Planning to protect against known vulnerabilities
Published: November 15, 2009
Updated: February 1, 2011
Applies To: Forefront Threat Management Gateway (TMG)
This topic is designed to help you plan how to use Forefront TMG to protect your network against operating system and application vulnerabilities.
Forefront TMG protects your network against exploits of known vulnerabilities in operating systems and applications with the Network Inspection System (NIS), the signature-based part of the Forefront TMG Intrusion Prevention System.
NIS is a traffic inspection system based on protocol decoding that uses signatures of known vulnerabilities to detect and potentially block attacks on network resources by providing:
Comprehensive protection for Microsoft network vulnerabilities; research and response capabilities are provided by Microsoft Malware Protection Center (MMPC).
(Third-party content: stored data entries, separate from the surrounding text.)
PR #480, opened 2022-07-25
Fix Shift + End in nk_edit

opsJson:
Cursor jumps to the beginning when the last character is entered to reach the maximum size of the editbox.

As it is visually at the beginning, it is possible to select all the text with shift + end key.

However, in fact, it is just a visual effect, in the internal state of the code, it is after the last character.

Thus, selection_begin, position obtained after testing the minimum value of the beginning and end of the selection, will always be the total size of the text, which is the only value excluded from the possibilities of being the initial position of the selection, so that no glyph is compared to this value.

Therefore, select_begin_ptr is not initialized, as the if block of line 27.201 is not satisfied

print

### DIFF
--- a/nuklear.h
+++ b/nuklear.h
@@ -26163,6 +26163,7 @@ nk_textedit_text(struct nk_text_edit *state, const char *text, int total_len)
             {
                 nk_textedit_makeundo_insert(state, state->cursor, 1);
                 ++state->cursor;
+				state->cursor = NK_MIN(state->cursor, state->string.len);
                 state->has_preferred_x = 0;
             }
         }
@@ -26423,7 +26424,6 @@ retry:
          if (shift_mod) {
             nk_textedit_prep_selection_at_cursor(state);
             state->cursor = state->select_end = state->string.len;
-			if (state->select_start >= state->select_end) state->select_start = 0;
             state->has_preferred_x = 0;
          } else {
             state->cursor = state->string.len;
@@ -30007,3 +30007,4 @@ nk_tooltipfv(struct nk_context *ctx, const char *fmt, va_list args)
 /// in libraries and brought me to create some of my own. Finally Apoorva Joshi
 /// for his single header file packer.
 */
+
--- a/nuklear.h
+++ b/nuklear.h
@@ -26423,6 +26423,7 @@ retry:
          if (shift_mod) {
             nk_textedit_prep_selection_at_cursor(state);
             state->cursor = state->select_end = state->string.len;
+			if (state->select_start >= state->select_end) state->select_start = 0;
             state->has_preferred_x = 0;
          } else {
             state->cursor = state->string.len;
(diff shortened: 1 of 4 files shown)


opsJson:
I managed to fix the bug of the cursor going to the beginning of the editbox when the last character is inserted, just by using an NK_MIN with the cursor position to be set, and the string size

`else edit->cursor = NK_MIN(win->edit.cursor, *len);`

instead of `else edit->cursor = win->edit.cursor;`

at line 27516.

nuklear.h
```diff
@@ -26423,6 +26423,7 @@ nk_textedit_key(struct nk_text_edit *state, enum nk_keys key, int shift_mod,
          if (shift_mod) {
             nk_textedit_prep_selection_at_cursor(state);
             state->cursor = state->select_end = state->string.len;
+			if (state->select_start >= state->select_end) state->select_start = 0;
```
RobLoach, line 26426: Would you mind adding this to nuklear_text_editor.c too? https://github.com/Immediate-Mode-UI/Nuklear/blob/6e80e2a646f35be4afc157a932f2936392ec8f74/src/nuklear_text_editor.c#L654-L658

Otherwise, we'll lose the change next time nuklear.h is updated.

opsJson: OK

I focused on solving the cause of the problem. In this last commit, I limited the cursor position to the text size prevents the visual bug of the cursor going to the beginning of the editbox, and its consequences.

RobLoach: Thanks so much! If you'd like some help, I'd be happy to make the update.

dumblob:
When at it, could you also bump the version as mentioned in [readme](https://github.com/Immediate-Mode-UI/Nuklear#reviewers-guide )?

Thank you!

nuklear.h
```diff
@@ -26163,6 +26163,7 @@ nk_textedit_text(struct nk_text_edit *state, const char *text, int total_len)
             {
                 nk_textedit_makeundo_insert(state, state->cursor, 1);
                 ++state->cursor;
+				state->cursor = NK_MIN(state->cursor, state->string.len);
```
dumblob, line 26166: Nit: indentation :wink:

src/nuklear_text_editor.c
```diff
@@ -395,6 +395,7 @@ nk_textedit_text(struct nk_text_edit *state, const char *text, int total_len)
             {
                 nk_textedit_makeundo_insert(state, state->cursor, 1);
                 ++state->cursor;
+                state->cursor = NK_MIN(state->cursor, state->string.len);
```
dumblob, line 398: Maybe
```c
state->cursor = NK_MIN(state->cursor +1, state->string.len);
```
instead of
```c
++state->cursor;
state->cursor = NK_MIN(state->cursor, state->string.len);
```
would convey the message better? IDK

I will merge this PR after we settle on something :wink:.

RobLoach: I like that shorthand. Made the change in the PR over at https://github.com/Immediate-Mode-UI/Nuklear/pull/486

opsJson: good point

RobLoach:
Merged in the other PR :+1: .... Thanks so much, @opsJson and @dumblob.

For information about MMPC, see Malware Protection Center (http://go.microsoft.com/fwlink/?LinkId=160624).
An operational signature distribution channel that enables dynamic signature snapshot distribution through Microsoft Update. For information, see Planning for updates of protection definitions.
NIS inspects internal users’ Web traffic and, based on protocol analysis by the Microsoft Generic Application-level Protocol Analyzer (GAPA), detects and blocks malicious traffic. NIS can be updated with MMPC signatures as soon as they are created, to protect against new classes of attacks and vulnerabilities, including zero-day attacks, to minimize the vulnerability window between vulnerability disclosures and patch deployment, from weeks to a few hours. For information on GAPA, see Generic Application-Level Protocol Analyzer and its Language (http://go.microsoft.com/fwlink/?LinkId=160623).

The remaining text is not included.